I misplaced the manual...teehee...


----------



## Stick486 (Jan 4, 2013)

your sign....

.


----------



## old55 (Aug 11, 2013)

Nick at least you admitted it most of us wouldn’t.


----------



## woodworker47 (Dec 19, 2008)

Nick,

You could have let them stay attached. You would never lay them down and loose them!

Frank


----------



## OutoftheWoodwork (Oct 4, 2012)

old55 said:


> Nick at least you admitted it most of us wouldn’t.

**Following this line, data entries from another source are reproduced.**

PR #401, opened 2018-11-06
Fix of indentation in ordered list for TNs page

eduardo-rodrigues:
Apologies for the mistake. Should be OK now.


graeme-a-stewart:
Apologies - as reviewer I should also have spotted that. Thanks for the prompt fix.

PR #405, opened 2018-11-09
Weekly meeting minutes, 2018-11-08

graeme-a-stewart:


eduardo-rodrigues:
Just a detail: Travis fails as it does not find https://indico.cern.ch/event/762971/. Indeed the URL does not exist. Can you fix the link in the PR since you have a local checkout at hand?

If I'm dumb enough to blurt out in the middle of dinner (that I invited the in-laws out for) that I forgot the tuna in the tuna noodle casserole, I can see myself fessing up to doing something just as dumb :grin::grin:

P.S. Never lived it down, either; dad used to bring it up every so often


----------



## tulowd (Jan 24, 2019)

LOL, good one.

I glued several different things back together with "Crazy Glue" from Harbor Freight a while ago ($2 for a package of three btw), including a broken pair of sunglasses. I use a small rubber lined vise with a suction base to hold everything in place and ...... wear HF nitrile gloves ($5/box) whenever doing stuff like this. Trust me....it works and saves plenty of pain and connected suffering, like breaking the freshly repaired part again trying to extract your epidermis from it's newfound permanent connection. 

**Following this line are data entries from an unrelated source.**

PR #411, opened 2018-11-30
Website Updates

graeme-a-stewart:
A bit of a grab bag of updates:

- Weekly meeting minutes from 2018-11-29
- Modify front page centre column with new convenor appointments
- Announce our two meetings for next week (software forum, developer tools)

Separated into different commits, but I didn't think it was worth three separate PRs (can be squashed on accept).

### DIFF
--- a/_layouts/main.html
+++ b/_layouts/main.html
@@ -60,15 +60,15 @@ in High Energy Physics software and computing internationally.
  <div class="col-lg-4">
   <h2>New Working Groups</h2>
     <p>
-    The HSF is establishing new working groups with
-    <a href="/organization/working-group-mandates.html">mandates</a>
-    to pursue the goals from the
-    <a href="/organization/cwp.html">Community White Paper Roadmap</a>
-    published last year. We have setup a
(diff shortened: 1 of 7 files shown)


graeme-a-stewart:
Self accepting now as we need these updates

eduardo-rodrigues:
Apologies @graeme-a-stewart, I was just about to say that I would try and find time later today for the review.

eduardo-rodrigues:
I've just read the PR and didn't see much fishy apart from

IRIS-HEP would like a to have HSF -> IRIS-HEP would like to have HSF
Pete Elmer (PI) has proposed that Graeme take this on -> Pete Elmer (PI) has proposed that Graeme takes this on
Graeme will also give an [*Overview  -> Graeme will also give an [*WLCG Overview 
Licensing was be raised -> Licensing was raised

If you really want a suggestion ;-): how about we add for each new WG convener the experiment or group to which they are attached? I mean in the new WG pages. It's a nice way to show the breadth of the conveners selection.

I also heard there is some nail polish remover available that is acetone free, in case you are cleaning up sensitive surfaces.

Glad you're ok, lol.


----------



## sreilly (May 22, 2018)

Been there, done that but I admit nothing...


----------



## Biagio (Mar 2, 2013)

When I was a bright-eyed, bushy-tailed intern, on more than one occasion I managed to suture my chief's surgical glove into a skin wound closure, while he was steadying the two edges for me. 
Personally, I thought it was pretty hot-shot - going in and out of a thin latex skin, without touching the skin of the finger inside. But nobody else was impressed. Everybody is a critic, none more so than a seasoned operating theatre nurse.


----------



## gmercer_48083 (Jul 18, 2012)

I watched a you tube video where a guy stuck his thumb using super glue. He merely twisted (spun) his thumb free and explained that super glue has no shear strength... so by twisting it breaks free. I suppose he still had to use a solvent to remove the glue from his thumb, but had no injury doing it.


----------



## artman60 (Nov 22, 2015)

I LOVE laughing at other peoples goofs, but life has taught me to laugh hardest at my own. (I seem to have so many more of them than the others do LOL)


----------



## TWheels (May 26, 2006)

OutoftheWoodwork said:


> If I'm dumb enough to blurt out in the middle of dinner (that I invited the in-laws out for) that I forgot the tuna in the tuna noodle casserole, I can see myself fessing up to doing something just as dumb :grin::grin:
> 
> P.S. Never lived it down, either; dad used to bring it up every so often


I might well greatly enjoy tuna casserole. I have a food sensitivity and odor sensitivity to tuna!


----------



## JOAT (Apr 9, 2010)

gmercer_48083 said:


> I suppose he still had to use a solvent to remove the glue from his thumb, but had no injury doing it.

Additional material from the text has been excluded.